When people think of AI, they often think of machines that are way smarter than humans and compute things we couldn’t possibly understand. Some believe AI will save us; others think it will destroy us.
The truth is, artificial intelligence is a lot like artificial light. The latter ushered in great possibilities by illuminating things we couldn’t see and extending our productive days. But it also had some negative consequences, like hurting migratory patterns and upsetting our sleep cycles.
It all comes down to how we humans choose to apply artificial light.
The same goes for AI.
The All-Knowing Black Box
People are so used to machines being able to compute better than us that when AI spits out results we don’t understand, we often shrug our shoulders and say, well it must be right. It must be good.
But it may not be. The problem is, because much of AI and its popular Deep Learning incarnation is a black box, there often isn’t any way to know why you get the results you do or assess their validity and, therefore, determine the best way to apply them.
The Human Touch
AI systems aren’t independent entities. They are programmed by humans. The data fed into it are generated or selected by humans. The algorithms computing data are chosen by people. And the AI applications’ goals are determined by us.

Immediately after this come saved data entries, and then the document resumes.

PR #7489, opened 2023-09-14
feat: Allow each extension to add a change handler.

laurensvalk:
## The basics

This is a draft PR for discussion; see notes below. Also still needs tests.

### Resolves

> >  I was having some difficulty "merging" several `onchange` handlers, i.e. adding one to a block that already uses one as part of another extension.
> >
> > _Originally posted by @laurensvalk in https://github.com/google/blockly/issues/7483#issuecomment-1718043598_        
>
> Yeah there's not a good way to do this at the moment :/ we have similar problems with other mixins.

_Originally posted by @BeksOmega in https://github.com/google/blockly/issues/7483#issuecomment-1718284852_
            

### Proposed Changes (and proposed next step)

Implement `Block.addOnChange`. Similar to `Block.setOnChange` but adds them to a list, and later calls them in the same order they were added.

`Block.setOnChange` is kept to preserve backwards compatibility, though some duplicate code could be merged. The handler set by `setOnChange` could always be called first (even if it was set later) for backwards compatibility.

In practice, this means users can easily enforce the order when they fill the `extensions[]` list on the block specification.

### Reason for Changes

When a block already has an `onChange` handler, calling `setOnChange` from another extension currently overrides it.

This makes it difficult to keep extensions small and local, i.e. an extension that deals with a field's final value as discussed in #7483, combined with some other extension on the block.

Similarly, it means `onChange` handlers can't easily be used with blocks that already use them internally, like those in block-shareable-procedures.

### Test Coverage

TBD

### Documentation

TBD

### DIFF
--- a/core/block.ts
+++ b/core/block.ts
@@ -213,6 +213,17 @@ export class Block implements IASTNodeLocation, IDeletable {
   private onchangeWrapper_: ((p1: Abstract) => void) | null = null;
 
   /**
+   * Collection of unbound onchange handlers added with addOnChange().
+   */
+  private onChangeHandlers_: ((p1: Abstract) => void)[] = [];
+
+  /**
+   * A bound callback function that calls the onchange handlers added with
+   * addOnChange() when the parent workspace changes.
+   */
+  private onChangeHandlersCaller_: ((p1: Abstract) => void) | null = null;
+
+  /**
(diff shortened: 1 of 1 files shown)


laurensvalk:
It seemed useful more generally since you mentioned running into the same problem, but I'm happy to try it another way.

Which means everything is biased. It also means we humans must pay special attention to what we at Nara Logics call the AI Trinity: the data, algorithms and results that an organization’s business leaders and developers choose for each AI application.
AI Trinity: Eggs, Chicken and Bacon
Nara Logics equates the AI Trinity to eggs, chicken and bacon. All are equally critical to AI success. And all are driven by humans.
Eggs: Eggs are the data. It’s important that, rather than focusing on the amount of data your AI application uses, you focus on data relevant to the problem you want to solve. Massive data can be redundant or generic, and can actually get in the way of AI. Garbage in, garbage out. The key is to get quality not quantity. Less data is often better at the start anyway, so you can effectively test your AI system to make sure it’s delivering the kind of information you intended.
Chicken: This is the algorithm(s). There is no one-size-fits-all. The algorithms you choose will depend on your objectives and available data. You can’t separate the algorithm from the data; they depend on each other.
Bacon: In our AI Trinity, bacon refers to business results. It’s essential to define the results/requirements you want up front, and then measure at the end to make sure you’re getting them. Only then can you “bring home the bacon.”
We can’t accept the AI black box. We need explainable AI.
So how do we humans know if our AI applications are really delivering the bacon? We can’t accept the AI black box. We need explainable AI.
That’s why Nara Logics built our Synaptic Intelligence Platform to be fully transparent. Every recommendation it delivers comes with multiple “whys.” The reasoning is clear, so it’s easy for humans to assess results, use them to augment your own knowledge base, and determine how to apply them for your organization’s good.